M. Jonaitis admits that while volunteering he is also learning:
“It is useful because I also have the opportunity to take a fresh look at my mother tongue, improve my pedagogical competencies and communication skills.”
Volunteering turns into a beloved job
The volunteer coordinator of VA Caritas Foreign Integration Programs is Regina Krukonienė, who started her career by giving benevolent assistance to newcomers.
“People choose where to volunteer based on what is close to their heart. You can give it a try; it is not necessary to sign the contract immediately. Perhaps the future volunteer is still looking for the most acceptable activity for himself. Some want to work with children, others are afraid of them and just want to organize events. Some prefer to become friends of families.
I myself used to be a volunteer and came here not yet knowing what activities I would like to join. We sat down with the coordinator and chose which unit might be right for me. Later it became my job, I even started studying social work. Volunteering has changed my life. I would never have thought that I could enjoy speaking in public. Until then, I was sitting at a computer and working a remote job,” recalls R. Krukonienė.
The volunteer coordinator assures that there are no special requirements for doing such activity, but it is important to have a lot of willingness and determination. Languages would be an advantage, but not a necessity, because communication in Lithuanian is useful for foreigners. According to R.Krukonienė, it is common to assume that volunteers are usually young people, but in reality their age is from eighteen to fifty years.

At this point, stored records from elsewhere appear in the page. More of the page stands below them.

PR #1514, opened 2026-04-07
chore(cloud-agent): extract shared utilities for cloud attachments

tatoalo:
[ph_code_cloud_attachments.mp4 <span class="graphite__hidden">(uploaded via Graphite)</span> ](https://app.graphite.com/user-attachments/video/727aaffd-ea15-4c0d-b46a-4f328d7c2e11.mp4)

## Problem

Cloud attachments feature needs shared utilities across multiple modules

## Changes

- Extract `escapeXmlAttr`/`unescapeXmlAttr` into `xml.ts` (was duplicated in 3 files)
- Extract `getFileName`/`getFileExtension`
- Extract `extractPromptDisplayContent`, `makeAttachmentUri`, `parseAttachmentUri`
- Move cloud prompt codec (`serializeCloudPrompt`, `deserializeCloudPrompt`) into `@posthog/shared`
- Fix mid-file import in `content.ts`

## How did you test this?

Unit tests for cloud prompt codec and prompt content extraction

PR #1515, opened 2026-04-07
feat(cloud-agent): add cloud prompt builder and file persistence

tatoalo:
## Problem

Cloud tasks need to embed local file attachments (text + images) as ACP ContentBlocks for the agent server.

## Changes

- Add `cloud-prompt.ts`: builds ACP ContentBlock arrays from user prompts with file tags, handles text truncation (100K chars) and image size limits (5MB), supported format detection
- Add `persistFile.ts`: shared browser file persistence with chunked base64 encoding (replacing O(N^2) `btoa(reduce)` pattern)
- Add `os.ts`: `selectFiles` tRPC procedure (native Electron file picker), `createClipboardTempFilePath` helper to preserve original filenames via `mkdtemp`

**Stack: 2/4** — depends on #1514

### DIFF
--- a/apps/code/src/main/trpc/routers/os.ts
+++ b/apps/code/src/main/trpc/routers/os.ts
@@ -39,6 +39,7 @@ const expandHomePath = (searchPath: string): string =>
 
 const MAX_IMAGE_DIMENSION = 1568;
 const JPEG_QUALITY = 85;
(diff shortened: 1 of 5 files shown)


tatoalo:
Recreating with clean branch names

Working with newcomers who stay to live in Lithuania covers more areas. There are educational activities, various celebrations, the Caritas community also always anticipates and willingly accepts the ideas of volunteers themselves.

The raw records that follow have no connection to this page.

PR #1532, opened 2026-04-07
feat(sig): Report list toolbar as core control

Twixes:
## Problem

The inbox list toolbar introduced in #1513 added controls _only_ for bulk operations. But the same controls have been missing for _individual_ reports too. In the Cloud version, we had them under a dropdown in the report pane itself. I considered doing the same here, but there's no point when we have a great toolbar - the toolbar should be the individual report controls as well.

At the same time, checkboxes take away from the content when shown always - and we don't need them by default for _most_ user interactions here. (Ofc will validate this, but at least I think that's a safe assumption for now that the individual report level is the primary one.)

## Changes

Making the report list toolbar always-on, with intuitive logic for selection state synced with the currently-viewed-report state. Unifies the selection state, so that "currently viewed" and "selected" are the same thing. Checkboxes only show up when multiple reports are selected. For multi-select, you can use the "Select all" checkbox or standard desktop Shift/Cmd+click patterns. See in action:

### DIFF
--- a/apps/code/src/main/services/git/create-pr-saga.ts
+++ b/apps/code/src/main/services/git/create-pr-saga.ts
@@ -72,21 +72,21 @@ export class CreatePrSaga extends Saga<CreatePrSagaInput, CreatePrSagaOutput> {
     let { commitMessage, prTitle, prBody } = input;
 
     if (input.branchName) {
+      const branchName = input.branchName;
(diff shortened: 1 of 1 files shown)


Twixes:
### Merge activity

* **Apr 8, 10:43 AM UTC**: A user started a stack merge that includes this pull request via [Graphite](https://app.graphite.com/github/pr/PostHog/code/1532).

“A lot has changed during quarantine. In the past, volunteers were responsible for people’s leisure time, events we organized at our center. As a result of quarantine, all of this has disappeared, but new responsibilities have emerged, such as helping children who are learning remotely. This is a very important area to which almost all volunteers have moved. We have a lot of them at the moment. We put up an ad that we needed people to help, and we were pleasantly surprised by the number of enquiries. People are interested and understand the need for this help. After all, the parents of newcomers cannot help their children who are learning the Lithuanian language.

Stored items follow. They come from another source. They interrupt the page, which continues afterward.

PR #1559, opened 2026-04-08
feat(cloud): cloud task SSE streaming

tatoalo:
## Problem

https://github.com/user-attachments/assets/afa63e15-f088-4cf2-b2c8-8add09ca9f67

Cloud task log viewing used polling (500ms when viewing, 60s if in background) which was inefficient, had dedup complexity, and couldn't stream status changes in realtime. Also it was kinda bad. 
We also had missing comms when a remote sandbox was torn down before the terminal status event arrived, which resulted in ph-code to nevel learn about the run being completed and always show a broken "in progress" state which was not the reflection of the real one.

Added a ton of tests just to make sure this is robust and covers some edge cases.
Diid a lot of manual testing, would appreciate a couple of eyes testing this as well please 🙏🏻 

(https://github.com/PostHog/posthog/pull/53754)

## Changes

- Complete rewrite of `CloudTaskService` from polling to SSE streaming with bootstrap (fetch history + open SSE with `start=latest`), exponential backoff reconnect, and `handleStreamCompletion` that checks actual run status on any stream error
- aadded an sse parse to parse strem chunks with support for `id`, `event`, and multi-line `data` fields
- a bit of refactor to extract `TaskRunStatus`, `TERMINAL_STATUSES`, and `isTerminalStatus()` to `@shared/types` 
- rewrote `watchCloudTask` to pass `apiHost`/`teamId` directly, added `retryCloudTaskWatch`, and `handleCloudTaskUpdate` now handles SSE error events (moved the auth concern to the renderer which already has the auth state, keeping the main-process service simpler)
- sidebar now reads `cloudStatus` from session store (updated via SSE) instead of waiting for API task refetch
- status rename `"started"` → `"queued"` to match BE API

### DIFF
--- a/apps/code/src/main/services/cloud-task/service.ts
+++ b/apps/code/src/main/services/cloud-task/service.ts
@@ -8,18 +8,45 @@ import type { AuthService } from "../auth/service";
 import {
   CloudTaskEvent,
   type CloudTaskEvents,
+  isTerminalStatus,
   type SendCommandInput,
   type SendCommandOutput,
   type TaskRunStatus,
-  TERMINAL_STATUSES,
   type WatchInput,
 } from "./schemas";
+import { type SseEvent, SseEventParser } from "./sse-parser";
 
 const log = logger.scope("cloud-task");
 
-const LOG_POLL_INTERVAL_MS = 500;
-const STATUS_POLL_INTERVAL_MS = 60_000;
-const STATUS_POLL_INTERVAL_VIEWING_MS = 3_000;
+const MAX_SSE_RECONNECT_ATTEMPTS = 5;
+const SSE_RECONNECT_BASE_DELAY_MS = 2_000;
+const SSE_RECONNECT_MAX_DELAY_MS = 30_000;
+const EVENT_BATCH_FLUSH_MS = 16;
+const EVENT_BATCH_MAX_SIZE = 50;
+const SESSION_LOG_PAGE_LIMIT = 5_000;
+
+interface SessionLogsPage {
+  entries: StoredLogEntry[];
+  hasMore: boolean;
+}
+
+interface CloudTaskConnectionError {
+  title: string;
+  message: string;
+  retryable: boolean;
+  autoRetry?: boolean;
+}
+
+class CloudTaskStreamError extends Error {
+  constructor(
+    message: string,
+    public readonly details: CloudTaskConnectionError,
+    public readonly status?: number,
+  ) {
+    super(message);
+    this.name = "CloudTaskStreamError";
+  }
+}
 
 interface TaskRunResponse {
   id: string;
@@ -28,6 +55,19 @@ interface TaskRunResponse {
   output?: Record<string, unknown> | null;
   error_message?: string | null;
   branch?: string | null;
+  updated_at?: string;
+  completed_at?: string | null;
+}
+
+interface TaskRunStateEvent {
+  type: "task_run_state";
+  status?: TaskRunStatus;
+  stage?: string | null;
+  output?: Record<string, unknown> | null;
+  error_message?: string | null;
+  branch?: string | null;
+  updated_at?: string | null;
+  completed_at?: string | null;
 }
 
 interface WatcherState {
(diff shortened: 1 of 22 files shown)


apps/code/src/main/services/cloud-task/service.ts
```diff
@@ -28,31 +55,123 @@ interface TaskRunResponse {
...
+        {
+          title: "Cloud stream failed",
+          message: `The cloud stream request failed with status ${status}. Retry to reconnect.`,
+          retryable: true,
+          autoRetry: true,
+        },
+        status,
+      );
+  }
+}
```
jonathanlab, line 186: This is great, love the clear error handling

apps/code/src/main/services/cloud-task/service.ts
```diff
@@ -392,34 +659,291 @@ export class CloudTaskService extends TypedEventEmitter<CloudTaskEvents> {
...
+        taskId: watcher.taskId,
+        runId: watcher.runId,
+        kind: "logs",
+        newEntries: dedupedEntries,
+        totalEntryCount: watcher.totalEntryCount,
+      });
+    }
+
+    watcher.bufferedLogBatches = [];
+  }
```
jonathanlab, line 762: I wonder if deduplicating by exact content match is the right move or if we should rely purely on the SSE id here..? Not sure, you might have more context than I do.

apps/code/src/main/services/cloud-task/sse-parser.ts
```diff
@@ -0,0 +1,84 @@
...
+        id: this.currentEventId ?? undefined,
+        data,
+      };
+    } catch {
+      return null;
+    } finally {
+      this.currentEventName = null;
+      this.currentEventId = null;
+    }
+  }
```
jonathanlab, line 88: We probably want some log on parse failure here

apps/code/src/main/services/cloud-task/service.ts
```diff
@@ -222,165 +355,299 @@ export class CloudTaskService extends TypedEventEmitter<CloudTaskEvents> {
...
+
+  private handleSseEvent(key: string, event: SseEvent): void {
+    const watcher = this.watchers.get(key);
+    if (!watcher || watcher.failed) return;
+
+    if (event.id) {
+      watcher.lastEventId = event.id;
+    }
+
+    if (event.event === "error") {
```
jonathanlab, line 648: I see a lot of type casting going on. Could we use a type guard or a Zod schema for this? It makes all this message handling pretty hard to read

apps/code/src/main/services/cloud-task/service.ts
```diff
@@ -222,165 +355,299 @@ export class CloudTaskService extends TypedEventEmitter<CloudTaskEvents> {
...
+      const message =
+        typeof event.data === "object" &&
+        event.data !== null &&
+        "error" in event.data &&
+        typeof (event.data as { error?: unknown }).error === "string"
```
jonathanlab: I see a lot of type casting going on. Could we use a type guard or a Zod schema for this? It makes all this message handling pretty hard to read

apps/code/src/renderer/features/sidebar/components/items/TaskItem.tsx
```diff
@@ -203,6 +199,12 @@ export function TaskItem({
   const isWorktreeTask = workspaceMode === "worktree";
   const isCloudTask = workspaceMode === "cloud";
 
+  const isTerminalCloud =
+    isCloudTask &&
+    (taskRunStatus === "completed" ||
+      taskRunStatus === "failed" ||
+      taskRunStatus === "cancelled");
+
```
jonathanlab: We can just use the helper you created for this instead

apps/code/src/shared/types.ts
```diff
@@ -104,6 +124,9 @@ export interface CloudTaskUpdatePayload {
   output?: Record<string, unknown> | null;
   errorMessage?: string | null;
   branch?: string | null;
+  // Connection/error fields (present when kind is "error")
+  errorTitle?: string;
+  retryable?: boolean;
 }
```
jonathanlab: nit: You could probably turn `CloudTaskUpdatePayload` into a discriminated union to handle all these different cases.

jonathanlab (approved):
Great stuff. I left mostly nits that would help with keeping the code maintainable/readable.

apps/code/src/main/services/cloud-task/service.ts
tatoalo: Great point! So in this precise case it is intentional, basically the IDs we work with are redis stream IDs and they are assigned when those events enter the caching system, the historical entries come from S3 and have no stream IDs so the json payload is the only shared key between the sources

jonathanlab: ah nice, thanks for explaining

We also have a day center in Pabradė, where our colleagues work with asylum seekers. We compensate them for the trip from Vilnius by train.
Events are also gradually being renewed, but it is difficult to get back on track after quarantine. I, as a volunteer coordinator, always say that we are very much looking forward to and encouraging ideas from volunteers. We may not implement all of them, but they often have really great thoughts, ”says R. Krukonienė.
According to the coordinator, volunteers often become friends of newcomers. There are times when they go on vacations together, interact in families, and they don’t even notice how work becomes leisure time together.
“Volunteering brings a lot. You can discover talents of your own that you didn’t know about before. When people go to volunteer, they think they are giving away the most precious thing these days – time – but at the same time they are getting a lot back. They get bolder. Intercultural communication is very useful. How much do we know about other nations other than what we learned in school? When communicating with newcomers, you become interested in learning more about their countries. You can even learn the basics of the language. It enriches you,” says R. Krukonienė.